Car même s’il fut à Paris un auteur dramatique à succès avec Le plaisir de rompre (1897) et Le pain de ménage (1898), Jules Renard n’a cessé de resserrer ses liens avec le pays nivernais : en séjournant de plus en plus souvent à la Gloriette, demeure louée à Chaumot, puis dans la maison familiale de Chitry-les-mines ; en se faisant élire maire en 1904 par les citoyens de cette commune, afin de mener pour eux une inlassable action sociale et culturelle.
La maison natale de Jules Renard (Photo Jacques Millereau, collection personnelle)
Commentaires
C'est étonnant qu'il ne parle pas du canal du Nivernais, à l'époque de sa pleine activité celui-ci devait être un spectacle permanent pour un enfant..
Et le château de Chitry les Mines vaut bien quelques photos. Sa statue et ses oiseaux aussi. Il n'a pas évoqué les" escaliers" et le tunnel de la Colancelle, mais sans doute, n'avait t-il pas de bicyclette, car par le chemin de hallage ce n'est pas loin.
Le but de cet article PJG, c'est pour nous faire découvrir ou redécouvrir cet auteur un peu tombé dans l'oubli?
Pour vous endormir heureux, prenez ses "Histoires naturelles" pour livre de chevet
Incontournable de notre Bourgogne « profonde » comme le fut Colette, Jules Renard a fort bien campé ce pays austère et attachant à la fois, ainsi que ses habitants au caractère bien trempé qu'on découvre dans des pages succulentes trop peu lues maintenant.

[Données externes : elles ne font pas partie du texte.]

PR #1389, opened 2026-09-21
test: run decoding tests from a node-agnostic test suite

etorreborre:
Skip-Changelog


crates/amaru-kernel/tests/common/acknowledged.rs
```diff
@@ -0,0 +1,93 @@
...
+            Ok(contents) => Ok(Self::These(toml::from_str::<Declarations>(&contents)?.acknowledged)),
+            Err(e) if e.kind() == std::io::ErrorKind::NotFound => Ok(Self::None),
+            Err(e) => Err(e.into()),
+        }
+    }
+
+    /// Return true if the run is allowed to observe a failure of the given rule and class.
+    pub fn contains(&self, rule: &str, class: &str) -> bool {
+        match self {
+            Self::None => true,
```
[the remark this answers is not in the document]
etorreborre: That's the same thing. No file, None, no failure are acknowledged, as if all failures were in the acknowledged file.

crates/amaru-kernel/tests/common/test_results.rs
```diff
@@ -0,0 +1,164 @@
...
+    /// Mark some failures as acknowledged, and record any stale acknowledgements that are no longer observed in this run.
+    pub fn acknowledge_failures(&mut self, test_configuration: &TestConfiguration) {
+        // The distinct `(rule, class)` pairs the run produced, which is what acknowledgements are matched against.
+        let observed: BTreeSet<(String, String)> =
+            self.failures.iter().map(|(key, reason)| (key.rule().to_string(), error_class(reason))).collect();
+        let acknowledged = test_configuration.acknowledged_failures();
+
+        self.unacknowledged =
+            observed.iter().filter(|(rule, class)| !acknowledged.contains(rule, class)).cloned().collect();
+        self.stale = acknowledged.stale(&observed);
```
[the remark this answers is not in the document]
etorreborre: Makes sense, fixed.

scripts/fetch-cbor-dataset
```diff
@@ -0,0 +1,36 @@
...
+COMMIT="$(tr -d '[:space:]' < "$PIN_FILE")"
+URL="https://codeload.github.com/r2rationality/cardano-cbor-dataset/tar.gz/$COMMIT"
+
+# GNU tar needs --wildcards to glob member names. BSD tar (macOS) globs by default and rejects the flag.
+WILDCARDS=""
+if tar --version 2>/dev/null | grep -q 'GNU tar'; then
+  WILDCARDS="--wildcards"
+fi
+
+mkdir -p "$DEST_DIR"
```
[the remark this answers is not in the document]
etorreborre: Good idea

.github/workflows/ci-build-and-test.yml
```diff
@@ -11,8 +11,7 @@ on:
   push:
     branches: ["main"]
   pull_request:
-    types: [opened, synchronize, reopened, converted_to_draft, ready_for_review]
-    branches: ["*"]
+    branches: ["etorreborre/test/cbor-node-agnostic"]
```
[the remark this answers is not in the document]
etorreborre: Will remove later

crates/amaru-kernel/tests/common/test_results.rs
```diff
@@ -0,0 +1,166 @@
...
+        let mut totals = TestOutcome::default();
+        for outcome in self.per_rule.values() {
+            totals.merge(outcome.clone());
+        }
+        totals
+    }
+
+    /// Total number of samples executed, including both generated and zapped samples.
+    pub fn total(&self) -> usize {
+        self.per_rule.values().map(|t| t.generated_total + t.zap_must_be_rejected_expected).sum()
```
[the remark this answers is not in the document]
etorreborre: That's ok

crates/amaru-observability/macros/Cargo.toml
```diff
@@ -18,7 +18,6 @@ categories.workspace = true
 proc-macro = true
 
 [dependencies]
-inventory.workspace = true
```
jeluard: Why? I don't see that you removed it's usages?

.github/actions/fetch-cbor-dataset/action.yml
```diff
@@ -0,0 +1,22 @@
...
+  steps:
+    - name: Download the CBOR dataset
+      shell: bash
+      run: make fetch-cbor-dataset
+
+    - name: Verify the CBOR dataset
+      shell: bash
+      run: |
+        set -euo pipefail
+        dataset="crates/amaru-kernel/tests/data/cbor.dataset"
```
jeluard: At some point might make sense to make this an argument of the action

.github/workflows/ci-build-and-test.yml
```diff
@@ -127,6 +127,31 @@ jobs:
         env:
           AMARU_BENCH_BLOCK_SIZE: 4096
 
+  cbor-conformance:
```
jeluard: How fast is this? If too slow, maybe move to nightly

crates/amaru-kernel/tests/acknowledged-failures.toml
```diff
@@ -0,0 +1,67 @@
+# Failures the decoders are known to produce against the conformance corpus.
+#
+# Each entry lets the suite observe one defect without failing, so a partially conforming decoder
+# still publishes a report.
+#
+# Delete an entry as soon as its fix lands. An entry that no longer matches any failure fails the
```
jeluard: So that's like a TODO? If so, acknowledged sounds a bit misleading

crates/amaru-kernel/tests/common/normalization/0001-indefinite-array.in.cbor
```diff
@@ -0,0 +1 @@
+��
```
jeluard: Should those move to the dataset eventually?

.github/actions/fetch-cbor-dataset/action.yml
```diff
@@ -0,0 +1,22 @@
...
+        samples="$(find "$dataset" -name '*.cbor' 2>/dev/null | wc -l | tr -d ' ')"
+        if [[ "$samples" -eq 0 ]]; then
+          echo "no CBOR samples under $dataset; the download did not produce the corpus" >&2
```
jeluard: How much are we exposed to vulnerability happening in the remote repo?

crates/amaru-observability/macros/Cargo.toml
etorreborre: There was a warning saying it was unused. There are actually other warnings that we should remove too.

.github/workflows/ci-build-and-test.yml
etorreborre: That doesn't take long, like one minute as a separate workflow task.

crates/amaru-kernel/tests/acknowledged-failures.toml
etorreborre: This is what makes the build not fail for now and the conformance test report partial conformance. When I push the PR fixing the gaps, I'll remove that file so that any regression will fail the build

crates/amaru-kernel/tests/common/normalization/0001-indefinite-array.in.cbor
etorreborre: They were copied from the `cbor-dataset` repository because they are small and don't change often.

crates/amaru-observability/macros/Cargo.toml
jeluard: Still used [here](https://github.com/pragma-org/amaru/blob/main/crates/amaru-observability/src/registry.rs#L20), weird.
The only warning I have is related to some nightly feature not supported anymore.

.github/actions/fetch-cbor-dataset/action.yml
etorreborre: Good question. I think that, in order to attack:

1. That repo would need to have its history re-written to present adversary data for the pinned commit.
2. There would need to be a vulnerability in the `cbor` library that we use to allow that data to execute malicious code.

I'm not a security expert but I think that even if 1. is possible, I suppose that 2. cannot happen.

.github/actions/fetch-cbor-dataset/action.yml
etorreborre: Yes, possibly. This will also might have to evolve when we support another dataset like Dijkstra.

crates/amaru-observability/macros/Cargo.toml
etorreborre: Weird indeed. Anyway that shouldn't be part of this PR. I'm going to revert that change.

jeluard (approved):

PR #1773, opened 2026-02-16
Avoid sending offset updates if new value is equal to current one

mircoboschi:
Hello,
i'm using versatile_thermostat with on/off TRVs.
I see with zigbee2mqtt that versatile_thermostat sends temperature offset updates even if offset is already fine as-is (confirmed reading versatile_thermostat debug logs).
This simple patch avoid pushing new offset to underlying if not needed.


jmcollin78 (approved):
Thank you it is helpful indeed

PR #1825, opened 2026-02-28
Change logo

jmcollin78:
On an original idea of @Krzysztonek


jmcollin78:
Thank you @Krzysztonek for the original idea. Finally I will keep this more flat and modern version.

PR #1827, opened 2026-03-01
feat: add stuck TRV valve detection and auto-recovery

ToRvaLDz:
## Summary

When using `over_climate` thermostats backed by TRV valves (e.g., Zigbee radiator valves), a common real-world issue is the valve **physically getting stuck in the "heating" position** even after the room temperature has exceeded the target. This results in wasted energy, uncomfortable overheating, and no built-in way for the user to know it's happening until they notice the room is too warm.

This PR adds a new optional feature — **Stuck Valve Detection** — that:

1. **Detects** when an underlying TRV reports `hvac_action: heating` while `current_temperature > target_temperature` for a configurable delay (default: 120 seconds)
2. **Automatically cycles** the valve off and back on to attempt to physically unstick it
3. **Limits retries** to a configurable maximum number of cycles (default: 3), after which it fires a Home Assistant event and logs a warning so the user can take manual action
4. **Fires events** (`versatile_thermostat_stuck_valve_event`) for easy integration with HA automations and notifications

### Why this is needed

The existing **Heating Failure Detection** feature covers the opposite scenario (thermostat is heating but temperature is not rising). There is currently **no mechanism** to detect or recover from a valve that remains open when it shouldn't be. Users with multiple TRV-based zones have reported this as a recurring problem, especially with cheaper Zigbee valves that occasionally lose sync with their internal motor position.

## Changes

- **New file:** `feature_stuck_valve_detection_manager.py` — implements the detection logic as a `BaseFeatureManager`, following the same pattern as existing feature managers (heating failure, motion, window, etc.)
- **`const.py`** — new configuration constants and `STUCK_VALVE_EVENT` event type
- **`config_schema.py`** — schema definitions for the new configuration options
- **`config_flow.py`** — new UI step `stuck_valve_detection` with configurable delay and max cycles
- **`thermostat_climate.py`** — registers the manager in `ThermostatOverClimate`
- **`base_thermostat.py`** — calls `refresh_state()` on the stuck valve manager during each update cycle
- **`strings.json`** + **all 9 translation files** (en, it, fr, de, cs, el, pl, ru, sk) — full UI translations for the new feature

## Configuration options

| Option | Default | Description |
|--------|---------|-------------|
| `use_stuck_valve_detection_feature` | `false` | Enable/disable the feature |
| `stuck_valve_detection_delay_sec` | `120` | Seconds to wait before considering a valve stuck |
| `stuck_valve_max_cycles` | `3` | Max off/on cycles before giving up and firing an alert event |

## Test plan

- [ ] Enable the feature on an `over_climate` VTherm with a TRV
- [ ] Simulate a stuck valve (manually set TRV to heating while room temp > target)
- [ ] Verify detection triggers after the configured delay
- [ ] Verify the off/on cycle is performed and logged
- [ ] Verify the event `versatile_thermostat_stuck_valve_event` is fired
- [ ] Verify max cycles limit is respected
- [ ] Verify feature does nothing when disabled
- [ ] Verify feature is ignored on non-`over_climate` thermostats

### DIFF
--- a/custom_components/versatile_thermostat/feature_heating_failure_detection_manager.py
+++ b/custom_components/versatile_thermostat/feature_heating_failure_detection_manager.py
@@ -334,7 +334,7 @@ class FeatureHeatingFailureDetectionManager(BaseFeatureManager):
         """Diagnose the root cause of a failure by checking valve underlyings.
 
         For thermostats with valve underlyings (over_valve or over_climate_valve),
-        compares the commanded state (should_device_be_active) with the real state
+        compares the requested state (should_device_be_active) with the real state
         (is_device_active) to determine if a stuck valve is the cause.
 
         Args:
@@ -369,14 +369,14 @@ class FeatureHeatingFailureDetectionManager(BaseFeatureManager):
                 stuck_valves.append({
                     "entity_id": under.entity_id,
                     "type": "valve_stuck_closed",
-                    "commanded": "open",
+                    "requested": "open",
                     "actual": "closed",
                 })
             elif not should_active and is_active:
                 stuck_valves.append({
                     "entity_id": under.entity_id,
                     "type": "valve_stuck_open",
-                    "commanded": "closed",
+                    "requested": "closed",
                     "actual": "open",
                 })
 
--- a/tests/test_heating_failure_detection.py
+++ b/tests/test_heating_failure_detection.py
@@ -1026,7 +1026,7 @@ async def test_diagnose_root_cause_valve_stuck_closed(hass: HomeAssistant):
     assert result["root_cause_entity_id"] == "number.trv_living_room"
     assert len(result["root_cause_details"]) == 1
     assert result["root_cause_details"][0]["type"] == "valve_stuck_closed"
-    assert result["root_cause_details"][0]["commanded"] == "open"
+    assert result["root_cause_details"][0]["requested"] == "open"
     assert result["root_cause_details"][0]["actual"] == "closed"
 
 
@@ -1052,7 +1052,7 @@ async def test_diagnose_root_cause_valve_stuck_open(hass: HomeAssistant):
     assert result["root_cause_entity_id"] == "number.trv_bedroom"
     assert len(result["root_cause_details"]) == 1
     assert result["root_cause_details"][0]["type"] == "valve_stuck_open"
-    assert result["root_cause_details"][0]["commanded"] == "closed"
+    assert result["root_cause_details"][0]["requested"] == "closed"
     assert result["root_cause_details"][0]["actual"] == "open"
 
 


jmcollin78:
Hello @ToRvaLDz ,

Very interesting PR thank you. But ... this case is already detected by the "Heating Failure Detection". It detects heating failure but also cooling failure (the temperature drops but it shouldn't).
I guess this part of your PR is redondant.

What is new is the try to solve the issue by itself. For using the "Heating Failure Detection", I can ensure you there false positive detection. Suppose you have a wood stove, then all the TRV will alerts with a heating detection failure.
I pretty sure it is not suitable that they all do a cycle of recovery because they have no defect. It will just drawn the battery.

You should ask me before doing such implementation. I know, you don't do it by hand but it is IA generated, but it is still time and resources consumption if finally, it is not kept.

Nevertheless, I appreciated the effort and the conformance to the VTherm architecture.

What do yo think ?

ToRvaLDz:
Hi @jmcollin78,

Thank you for the detailed feedback — you raise very valid points.

**You're absolutely right about auto-cycling recovery**: it would cause false positives with wood stoves and drain TRV batteries unnecessarily. I agree this should be removed.

However, I believe the two features detect **fundamentally different problems**:

- **Heating Failure Detection** monitors **temperature vs. on_percent** — a thermal anomaly (e.g., heating is on but temperature doesn't rise)
- **Stuck Valve Detection** would monitor **valve position vs. commanded state** — a mechanical/hardware failure (e.g., VTherm commands the valve to close, but `current_valve_opening` still reports it open)

The key insight is: **wood stoves don't have TRV valves with position indicators**. By using `current_valve_opening` instead of temperature, false positives from external heat sources are completely eliminated — only entities with actual valve position reporting would be checked.

I also noticed that VTherm already has the building blocks for this:
- `should_device_be_active` vs `is_device_active` in `UnderlyingValve`
- `check_initial_state()` already detects this exact mismatch — but **only once at boot**, not continuously

The idea would be to extend this check continuously: if `should_device_be_active != is_device_active` persists for a configurable delay, fire a notification event. The user could then decide what to do — either handle it via an automation or optionally let VTherm attempt to re-send the command to the valve.

**Two possible implementation paths:**

1. **Extend Heating Failure Detection** — add valve position mismatch as a third check alongside heating/cooling failure, within the existing manager
2. **Keep it as a separate feature** — this would allow users to enable/disable it independently from temperature-based failure detection

Which approach would you prefer? I'm happy to rework the implementation either way.

jmcollin78:
A stuck valve is "just" one of the root of a Heating detection failure. So for me, it is the same feature but you are exploring the root cause analysis. So I see your feature request as an extension of the "Heating detection failure".

Did you notice that the "Heating detection failure" detects "heating failure" (the valve is stuck open) as well as the "cooling failure" (the valve is stuck close). See [here](https://github.com/jmcollin78/versatile_thermostat/blob/main/documentation/en/feature-heating-failure-detection.md)

So what is pertinent is that for a thermostat with valve (`over_valve` or `over_climate_valve`) if a heating/cooling detection failure is detected, you can try to diagnose a valve stuck comparing the expected valve position and the real valve position. Then you PR becomes a root cause analysis of a failure detection and that is particulary pertinent. I suggest to add a root-cause field in the failure message so that it can be catch by an automation or whatever.

Be careful that is_device_active works on the real valve position and should_be_active is working on the brut valve position (ie the result of calculation). Between both there is calculation (min/max/open/close/threshold). So i'm not sure it is totally pertinent to compare the both. But I have to admit, it has to be verified.

I keep thinking it is not a good idea to try to fix the issue automaticaly. It is better to notify and let each user do what they want to do. If they want to implement an full on/off in the valve, fine, but it is its responsability.

For instance, for forcing a full on/off without disturbing the Vtherm, you have the recalibration action which does exactly this. I suggest you add this as an example in the documentation of the feature.

ToRvaLDz:
Hi @jmcollin78,

Thank you for the very insightful guidance. I fully agree with the approach: this should be a **root cause analysis extension** of the existing Heating Failure Detection, not a separate feature.

**Regarding `should_device_be_active` vs `is_device_active`:**

You're right that there are transformations between the brut and real values (`OpeningClosingDegreeCalculation` with min/max/opening/closing degrees). However, for stuck valve detection I believe the **boolean comparison** is still valid:

- VTherm commands 0% → `should_device_be_active = False` (regardless of threshold)
- Valve physically stuck at 50% → `is_device_active = True` (regardless of threshold)
- Mismatch detected → root cause: `valve_stuck_open`

The thresholds differ between the two (`_opening_threshold` vs `100 - _max_closing_degree` for `UnderlyingValveRegulation`), but since we're comparing intent ("should be OFF") vs reality ("is ON"), the boolean level should be reliable. That said, if you'd prefer comparing the transformed percentage values directly instead of the boolean properties, I'm happy to adjust.

**Proposed implementation:**

When a heating or cooling failure is detected on a thermostat with valve underlyings (`is_over_valve` or `_underlyings_valve_regulation`), add root cause analysis by checking each underlying's `should_device_be_active` vs `is_device_active`. Then extend the existing event payload with:

```python
{
    # ... existing fields ...
    "root_cause": "valve_stuck_open",  # or "valve_stuck_closed" or "unknown"
    "root_cause_entity_id": "climate.trv_living_room",
}
```

This way automations can react specifically to stuck valves while the existing temperature-based detection remains untouched.

**No automatic fix** — I agree it's better to notify and let the user decide. I noticed the `recalibrate_valves` service already does exactly what a user would want in this scenario (full open/close cycle). I'll add a note in the documentation suggesting users can call `recalibrate_valves` from an automation triggered by the failure event with `root_cause: valve_stuck_*`.

Should I go ahead and rework the PR with this approach?

jmcollin78:
> Should I go ahead and rework the PR with this approach?

yes please, you can proceed.
One more point, if the heating failure is not due to a valve stuck then add a default cause like "not identified". Maybe I will be able to add more diagnostic root cause in the future.

Of course to be acceptable, I need some unit tests showing the cases when it detects the valve stuck and when not. There is already tests you can rely on.

jmcollin78:
Hello @ToRvaLDz, do you intend to finish this PR ? If not no problem, I will just close it.
The more you wait and the more the rebase will be difficult.

ToRvaLDz:
Hi @jmcollin78,

Sorry for the delay — I've been busy with other projects. Here's the reworked PR as discussed.

**Removed**: the entire separate "Stuck Valve Detection" feature (separate manager, config flow step, translations, auto-cycling logic).

**Added**: root cause analysis as an extension of the existing Heating Failure Detection. When a heating or cooling failure is detected on a thermostat with valve underlyings, the manager now compares `should_device_be_active` vs `is_device_active` on each underlying valve to diagnose if the failure is caused by a stuck valve.

The failure event now includes three new fields:

```python
{
    # ... existing fields unchanged ...
    "root_cause": "valve_stuck_closed",       # or "valve_stuck_open" or "not_identified"
    "root_cause_entity_id": "number.trv_sala",
    "root_cause_details": [{"entity_id": "...", "type": "...", "commanded": "...", "actual": "..."}]
}
```

The same information is also exposed in the entity's custom attributes when a failure is active.

**What it does NOT do**: no automatic fix, no auto-cycling. Users can set up an automation on the event and optionally call `recalibrate_valves` if they want to attempt recovery.

**Tests**: 12 new unit tests covering all scenarios (stuck closed, stuck open, no valve underlyings, multiple valves, unavailable state, attributes).

All 34 tests pass (22 existing + 12 new).

jmcollin78:
Is that still in draft ?

custom_components/versatile_thermostat/feature_heating_failure_detection_manager.py
```diff
@@ -325,12 +330,90 @@ def _reset_tracking(self):
...
+            is_active = under.is_device_active
+
+            if should_active is None or is_active is None:
+                continue
+
+            if should_active and not is_active:
+                stuck_valves.append({
+                    "entity_id": under.entity_id,
+                    "type": "valve_stuck_closed",
+                    "commanded": "open",
```
jmcollin78: requested instead of commanded not ? (I'm not sure but I use the requested word may times)
Replace everywhere.

ToRvaLDz: Hi @jmcollin78, good catch, I've renamed commanded to requested everywhere (code, docstrings, and tests). Also marked the PR as ready for review. Let me know if anything else needs adjusting!

jmcollin78:
https://github.com/jmcollin78/versatile_thermostat/releases/tag/9.3.0

PR #1841, opened 2026-03-06
IT update to align it with the FR version

silviopen:
IT update to align it with the FR version


jmcollin78:
Hello, validation fails on your PR. Please fix and I would be pleased to merge it.

PR #1855, opened 2026-03-13
fix(cycle_scheduler): close race window with _is_starting guard, add cycleScheduler.shutdown() to properly cancel timers

KipK:
- fix(cycle_scheduler): close race window with _is_starting guard:
 Add _is_starting flag to keep is_cycle_running=True during the window between cancel_cycle() returning and _start_cycle_switch() installing new timers.

Without this guard, a concurrent start_cycle(force=False) could see is_cycle_running=False, create duplicate timers, and leak them — causing cascading premature cycle ends and double energy counting until HA restart.

- fix(cycle_scheduler): cancel timers on entity removal to prevent stale callbacks
 Add CycleScheduler.shutdown() to cancel pending timers synchronously, and call it from BaseThermostat.remove_thermostat() during entity removal.

### DIFF
--- a/custom_components/versatile_thermostat/base_thermostat.py
+++ b/custom_components/versatile_thermostat/base_thermostat.py
@@ -438,6 +438,11 @@ class BaseThermostat(ClimateEntity, RestoreEntity, Generic[T]):
 
         self.stop_recalculate_later()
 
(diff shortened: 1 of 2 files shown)


jmcollin78 (approved):
Seems legit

Mentionnons le très bon film de Jacques Tréfouel : Jules Renard, homme de combat (51'), parmi d'autres réalisés sur Louis Pergaud, Colette, Achille Millien, Vauban, les nourrices morvandelles (Les Films du lieu dit).
Quant au mont Sabot, il faut y aller en différentes saisons pour « respirer » ce pays. Profitez des Journées du Patrimoine pour visiter la chapelle du mont Sabot, (l'association Novem Fontes). Certes, ce n'est pas Vézelay, ni Château-Chinon, ni le mont Beuvray. Mais c'est le calme et le charme de la France profonde et reposante, celle "d'un pays clair, facile à comprendre", celles des racines de Jules Renard.